Consider the entries below. Count the lines holding the string "repetition" and state the number only.

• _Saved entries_
━━━━━━━━━━━━━━━━━━━━━━━━━━━━━━
PR #3155, opened 2023-11-23
Add Roslynator linter

bdovaz:
Fixes https://github.com/oxsecurity/megalinter/issues/2269

## Proposed Changes

**Dotnet restore command:**

In the end I put it in the "process_linter" method because it is the only one I see that I could do it in.

**Related to tests:**

I had to add 2 specific variables to the descriptors for the format_fix test.
- **test_format_fix_file_extensions**: specific extensions to this test
- **test_format_fix_regex_exclude**: exclusions specific to this test.

You may ask, why?

Well, because this linter takes as input ".csproj" files but when doing format/fix it actually modifies the ".cs" files which are the scripts contained in the project (.csproj).

The value that I have put to each variable is the following:
- test_format_fix_file_extensions: .cs -> so that the diff that does the format_fix test only takes into account the files it actually alters.
- test_format_fix_regex_exclude: /bin/|/obj/ -> as it has to run a `dotnet restore` previously, it generates the folders /bin, /obj and these folders do not have to be taken into account.

Besides in this test I have simplified the file filtering logic and I have used the "core" `utils.filter_files` method to avoid duplicated and error prone logic


bdovaz:
@nvuillam do you know what problem I may have here:

https://github.com/oxsecurity/megalinter/blob/f680b936b4d171632ece4b08090fbf6cacc80a0b/megalinter/utilstest.py#L634

What causes it not to filter files that it should?

https://github.com/oxsecurity/megalinter/actions/runs/6997890867/job/19035355401?pr=3155#step:9:294

Thank you!

nvuillam:
@bdovaz maybe your updates in utils_test.py ?

image

bdovaz:
Either you didn't understand me or I didn't explain well.

I know that the problem is in that file but what I mean is that I have changed that instead of using a custom code I use the method:

utils.filter_files

But there is some input that I am passing it wrong because it returns files that it should not as I have put in the second link.

As I imagine that you created that method that's why I ask you if you saw at a glance something wrong.

Thanks!

echoix:
I don't remember exactly, but I followed the imports and read the code, and searched on google in parallel. I saw the offending code. I found the specific issue on github the other month, but lost track of it.

bdovaz:
@nvuillam ready for you to review!

The builds that fail are because of the same thing:

image

Complaining about a file that evidently does not yet exist in the main branch.

nvuillam:
@bdovaz thanks for this great addition 😍😍

PR #3225, opened 2023-12-16
Upgrade actions/upload-artifact@v3 to actions/upload-artifact@v4 in default workflows

nvuillam:


echoix (approved):
As long as there are no duplicated artifacts name in a same job, it should work!

PR #3318, opened 2024-01-24
Format powershell linter output into terminal-wide table

### LINKED ISSUE #3313: Improve output format of the powershell linter
The output of the powershell linter is formatted as an 80 chars-wide table. This makes the describing message difficult to read, but will also break the content of the `RuleName` and `ScriptName` columns into several lines.

Output should adapt to the size of the terminal.

I think that the only required changed is to pipe the call to `Invoke-ScriptAnalyzer` into the `Format-Table` cmdlet, as in the example below:

```powershell
Invoke-ScriptAnalyzer -EnableExit -Path path-to-file.ps1 | Format-Table -AutoSize -Wrap
```

**Additional context**

efrecon:
Fixes #3313 and #3320

## Proposed Changes

Improve the output format of the `powershell` linter by ensuring that the columns utilise the entire terminal width. This improves readability of both the description message and the location of the offending problem. Extra care is necessary to bypass a known powershell [bug](https://github.com/PowerShell/PowerShell/issues/20110) on UNIX-like systems.

### Author/Contributor

### Reviewing Maintainer


efrecon:
I see that the tests [fail](https://github.com/oxsecurity/megalinter/actions/runs/7641033932/job/20826142196?pr=3318#step:11:3198). This is because the output has changed and is not clamped to 80 characters anymore.

An "easy" solution would be to arrange for the content of the [ERROR-POWERSHELL_POWERSHELL.txt](https://github.com/oxsecurity/megalinter/blob/main/.automation/test/powershell/reports/ERROR-POWERSHELL_POWERSHELL.txt) file to be the same as the one when running the tests at GitHub. Where can I find the output in the GitHub workflow logs/files?

A better solution, i.e. working in all cases, would require to add a new environment variable called `POWERSHELL_POWERSHELL_OUTPUT_WIDTH` (or similar) and to:
1. Control and enforce the content of that variable during the tests.
2. Arrange for the output file to match.

Which solution is best and how can we enforce the content of an environment variable during a test?

nvuillam:
The error seems related to the fact that the terminal is not tty (basically means that it is not interactive)

```sh
        if self.linter_name == "powershell":
            # Format output to fit in terminal, respecting the terminal width.
            # For more info: https://stackoverflow.com/a/76889369
>           size = os.get_terminal_size()
E           OSError: [Errno 25] Not a tty
```

You should implement a fallback with a default size, or even just define a default size, as terminal will never be interactive,  and it should work :)

nvuillam:
sorry for the delay, i'm very busy these day ^^
Thanks for the new commits, let's hope CI jobs will pass :)

nvuillam (approved):
thanks a lot @efrecon  for your hardwork on this PR :)

PR #3430, opened 2024-03-15
Ensure trufflehog does not auto-update itself

wandering-tales:
It looks like that the [trufflehog](https://github.com/trufflesecurity/trufflehog) linter auto-updates itself to the latest version when run. That makes the pinning of its version ineffective and causes builds to be non deterministic.

I have discovered such behavior by suddenly stumbling upon a false positive, probably due to a [change](https://github.com/trufflesecurity/trufflehog/pull/2372) introduced in the latest release [v3.70.0](https://github.com/trufflesecurity/trufflehog/releases/tag/v3.70.0).

## Proposed Changes

1. Ensure trufflehog does not auto-update itself

### Author/Contributor

### Reviewing Maintainer

### DIFF
--- a/CHANGELOG.md
+++ b/CHANGELOG.md
@@ -17,6 +17,7 @@ Note: Can be used with `oxsecurity/megalinter@beta` in your GitHub Action mega-l
 
 - Fixes
   - Fix conflict between prettier and yamllint about spaces
+  - Ensure [trufflehog](https://github.com/trufflesecurity/trufflehog) does not auto-update itself
 
 - Doc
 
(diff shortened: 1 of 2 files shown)


nvuillam (approved):
Some security linters update their database, but I'm against updating the whole executable version when not requested... so good catch, thanks for your contribution :)

wandering-tales:
You're welcome :)

Anyway, just for reference, here's a gist including a GitHub Action log excerpt showing that latest version of trufflehog (v3.70.0) was used instead of the one pinned in Megalinter 7.10.0 (v3.69.0):

https://gist.github.com/wandering-tales/51311d13eccf03a3b27388069dbcd0a4

PR #327, opened 2023-07-27
pydantic v2 support

sinisaos:
Related to [https://github.com/piccolo-orm/piccolo_admin/issues/313](https://github.com/piccolo-orm/piccolo_admin/issues/313).


sinisaos:
@dantownsend Yesterday all tests and linters were fine, but today nothing passed because `503 (Service Unavailable)` from Github. When you push another commit everything should be fine.

admin_ui/src/utils.ts
```diff
@@ -104,34 +125,44 @@ export function convertFormValue(params: {
 
     if (value == "null") {
         value = null
-    } else if (schema?.properties[key].type == "array") {
+    } else if (schema.properties[key]["anyOf"][0].type == "array") {
```
dantownsend, line 128: Ideally we could do with some kind of function for doing this match. It's unlikely to happen but if the element we need isn't at the first index it would fail.

Something like:

```javascript
const hasType(property, type: string): boolean => {
    const types = property.anyOf.map((i) => i.type)
    return types.indexOf(type) != -1
}
```

dantownsend: Hmm, some of them have three potential types:

Screenshot 2023-09-14 at 22 40 15

dantownsend: If they're in order, then maybe getting the first element is the way to go.

I wonder what happens if we have a Piccolo column with `required=True` - does it still return `anyof`?

sinisaos: No. If `required=true`, not `anyOf` is returned.

sinisaos: > Ideally we could do with some kind of function for doing this match. It's unlikely to happen but if the element we need isn't at the first index it would fail.
> 
> Something like:
> 
> ```js
> const hasType = (property, type: string): boolean => {
>     const types = property.anyOf.map((i) => i.type)
>     return types.indexOf(type) != -1
> }
> ```

In fact, for all columns whose `type` or `format` defined in Piccolo ORM [pydantic.py](https://github.com/piccolo-orm/piccolo/blob/4f898c1a2a971feb7bd77e36bfe7fc14dd7a5108/piccolo/utils/pydantic.py#L300-L353), we don't need `anyOf`. I will make a new commit with those changes. If it's not good, feel free to change it as you think is best.

admin_ui/src/utils.ts
```diff
@@ -106,32 +127,43 @@ export function convertFormValue(params: {
...
+        && value == "") {
         value = null
-    } else if (schema?.properties[key].type == "integer" && value == "") {
+    } else if (schema?.properties[key].format == "json" &&
+        schema?.properties[key].extra["nullable"] == true
+        && value == "") {
         value = null
-    } else if (schema?.properties[key].type == "number" && value == "") {
+    }
+    else if (schema?.properties[key]["anyOf"][0].type == "integer" &&
```
dantownsend, line 151: I wonder if it's possible to dramatically simplify this logic. I wonder if there are any column types left now, which when nullable and have an empty string as a value aren't converted to `null`?

sinisaos: Maybe we can use a few variables to reduce code repetition. Something like this
```javascript
export function convertFormValue(params: {
    key: string
    value: any
    schema: Schema
}): any {
    let { key, value, schema } = params

    const columnTypeAnyOf = schema?.properties[key]["anyOf"][0].type
    const columnFormat = schema?.properties[key].format
    const columnNullable = schema?.properties[key].extra["nullable"] == true
    const possibleFormats = [
        "uuid",
        "email",
        "date-time",
        "date",
        "json",
        "integer",
        "number",
        "string"
    ]

    if (value == "null") {
        value = null
    } else if (schema?.properties[key].type == "array") {
        value = JSON.parse(String(value))
    } else if (possibleFormats.includes(columnFormat) &&
        columnNullable
        && value == "") {
        value = null
    } else if (possibleFormats.includes(columnTypeAnyOf) &&
        columnNullable
        && value == "") {
        value = null
    } else if (schema?.properties[key].extra.foreign_key == true &&
        columnNullable &&
        value == ""
    ) {
        value = null
    }
    return value
}
```

Issue #328, opened 2023-07-28
CSV export without dependencies


sinisaos:
Implement `CSV` export without external dependencies.

PR #329, opened 2023-07-28
Implement CSV export without external dependencies

sinisaos:
Related to #328.


admin_ui/src/components/CSVButton.vue
```diff
@@ -59,21 +55,25 @@ export default {
...
                     exportedRows.push(...response.data.rows)
                 }
-                return exportedRows
+                let csv: string = "data:text/csv;charset=utf-8,"
+                csv += [
+                    Object.keys(exportedRows[0]).join(";"),
+                    ...exportedRows.map((item) => Object.values(item).join(";"))
+                ]
+                    .join("\n")
+                    .replace(/(^\[)|(\]$)/gm, "")
```
dantownsend, line 64: What does this regex do?

admin_ui/src/components/CSVButton.vue
```diff
@@ -59,21 +55,25 @@ export default {
...
+                const data: string = encodeURI(csv)
+                const link: HTMLAnchorElement = document.createElement("a")
+                link.setAttribute("href", data)
+                link.setAttribute("download", `${this.tableName}.csv`)
+                link.click()
```
dantownsend, line 69: OK, I think I understand what's happening here.

Does this created link appear anywhere in the document? Should it be deleted afterwards. Or just have a permanent hidden link, which we set the download and href attributes on using Vue.

admin_ui/src/components/CSVButton.vue
sinisaos: I found it in one of my old PRs (copy from internet) and it's a good question :). Square brackets should be escaped with that regex, but we don't need that at all. I just tried it now and the exported file looks the same without that line. Sorry I didn't think of that before. I will remove that line. Sorry.

admin_ui/src/components/CSVButton.vue
sinisaos: Yes, this creates a link with data and download attributes and the behavior is the same as in `vue-json-excel`. Feel free to change this as you think is best or we can always go back to using an external library.

dantownsend:
Merged in via https://github.com/piccolo-orm/piccolo_admin/pull/334

PR #376, opened 2024-03-12
Enhance ASGI Example in README.md

jrycw:
The original example is missing the imports for `Mount` and `Hello`. I propose using the [provided example for the documentation](https://github.com/piccolo-orm/piccolo_admin/blob/master/docs/source/asgi/examples/starlette/app.py) to replace it.


dantownsend:
@jrycw I agree, this is much better - thanks!

PR #205, opened 2022-08-28
Add experimental `zh-CN` translation to interface

mnixry:
Some words look hard to localization. (I don't have much experience in Chinese localization)

Any comments or change request are welcomed.

PR #378, opened 2024-03-16
Improve `zh-TW` translation

jrycw:
As mentioned in this [PR](https://github.com/piccolo-orm/piccolo_admin/pull/205), some words may not directly translate from English to either `zh-CN` or `zh-TW`, but we've made our best effort to provide accurate translations. :smile:


dantownsend:
@jrycw Great - thanks! I can imagine that translating it is very challenging.

PR #379, opened 2024-03-21
disable unique column in BulkUpdate dropdown

sinisaos:
Related to this [issue](https://github.com/piccolo-orm/piccolo_api/issues/273). This PR will disable unique columns in bulk update. This change will work when a new version of Piccolo ORM is released. Playwright tests will also pass after new Piccolo ORM release, because for now `BulkUpdate` dropdown is empty

### DIFF
--- a/admin_ui/src/components/BulkUpdateModal.vue
+++ b/admin_ui/src/components/BulkUpdateModal.vue
@@ -11,7 +11,10 @@
                     <option
                         :key="columnName"
                         :value="columnName"
-                        v-if="columnName != schema.extra.primary_key_name"
+                        v-if="
+                            columnName != schema.extra.primary_key_name &&
+                            property.extra.unique == false
+                        "
                     >
                         {{ property.title }}
                     </option>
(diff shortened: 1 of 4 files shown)


dantownsend:
Thanks for this - looks great.

When I've released a new version of Piccolo, we should update the minimum version of Piccolo in requirements.txt, and this should be good to go.

sinisaos:
@dantownsend It's weird, the Playwright tests should pass even without the latest Piccolo ORM version because the tested `gender column` in the `Director` table **is not a unique column**. Locally, all tests pass. I hope that after the new version of Piccolo everything will be fine.

dantownsend:
@sinisaos With the tests Playwright failing, it could either be that in the CI it's slower, and more error prone. Also, make sure you run `npm run build` before running the Playwright tests locally, just in case that's the problem.

sinisaos:
@dantownsend Ah, you're right. I forgot to run `npm run build` and the tests were passing locally because they were working with the old build. Sorry about that, but I haven't done PR for Piccolo Admin in a while. With the new build the `bulk_update` test failed just like in CI. If I patch the local Piccolo (add a `unique` column to the column extra) the test passes locally, which means the test will pass when we update the minimum version of Piccolo, as you said earlier. Thanks.

dantownsend:
@sinisaos Cool - seems to work now! Thanks

PR #389, opened 2024-05-02
use `convertFormValue` in custom forms

dantownsend:
Just a small change to reduce code repetition.


dantownsend:
Blocked by being unable to upload to codecov.io - trying a fix here: https://github.com/piccolo-orm/piccolo_admin/pull/390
━━━━━━━━━━━━━━━━━━━━━━━━━━━━━━
• _Exercise response_
2